*Supplied records*
PR #5962, opened 2025-12-11
Support EH for Cranelift compiler

marxin:
This change adds exception handling (EH) support to the Cranelift backend. We leverage Cranelift's built-in EH codegen while reusing Wasmer's VM API (consistent with the LLVM backend). Like LLVM, we depend on libunwind/libgcc for unwinding. However, we diverge from Cranelift's native unwinder, so we must emit the .gcc_except_table section (LSDA - Language-Specific Data Area) to enable proper EH integration. The implementation has been validated with `php-32` and `python` packages executing basic code snippets successfully.

### DIFF
--- a/tests/ignores.txt
+++ b/tests/ignores.txt
@@ -2,6 +2,7 @@
 singlepass spec::simd # Singlepass doesn't support yet SIMD (no one asked for this feature)
 singlepass spec::exception_handling # Singlepass doesn't support EH yet (no one asked for this feature)
 windows spec::exception_handling # No EH support on Windows yet
+macos+cranelift spec::exception_handling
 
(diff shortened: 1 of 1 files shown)


lib/compiler-cranelift/src/translator/code_translator.rs
```diff
@@ -76,6 +76,10 @@
 
 mod bounds_checks;
 
+const CATCH_ALL_TAG_VALUE: i32 = i32::MAX;
```
syrusakbary: Ideally, this would be a value in `wasmer-types` and used in the compilers and VM (that way, we assure always consistency on this across compilers and VM)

*Task objective*
The material above should be returned exactly, in full.

*Finished task*
PR #5962, opened 2025-12-11
Support EH for Cranelift compiler

marxin:
This change adds exception handling (EH) support to the Cranelift backend. We leverage Cranelift's built-in EH codegen while reusing Wasmer's VM API (consistent with the LLVM backend). Like LLVM, we depend on libunwind/libgcc for unwinding. However, we diverge from Cranelift's native unwinder, so we must emit the .gcc_except_table section (LSDA - Language-Specific Data Area) to enable proper EH integration. The implementation has been validated with `php-32` and `python` packages executing basic code snippets successfully.

### DIFF
--- a/tests/ignores.txt
+++ b/tests/ignores.txt
@@ -2,6 +2,7 @@
 singlepass spec::simd # Singlepass doesn't support yet SIMD (no one asked for this feature)
 singlepass spec::exception_handling # Singlepass doesn't support EH yet (no one asked for this feature)
 windows spec::exception_handling # No EH support on Windows yet
+macos+cranelift spec::exception_handling
 
(diff shortened: 1 of 1 files shown)


lib/compiler-cranelift/src/translator/code_translator.rs
```diff
@@ -76,6 +76,10 @@
 
 mod bounds_checks;
 
+const CATCH_ALL_TAG_VALUE: i32 = i32::MAX;
```
syrusakbary: Ideally, this would be a value in `wasmer-types` and used in the compilers and VM (that way, we assure always consistency on this across compilers and VM)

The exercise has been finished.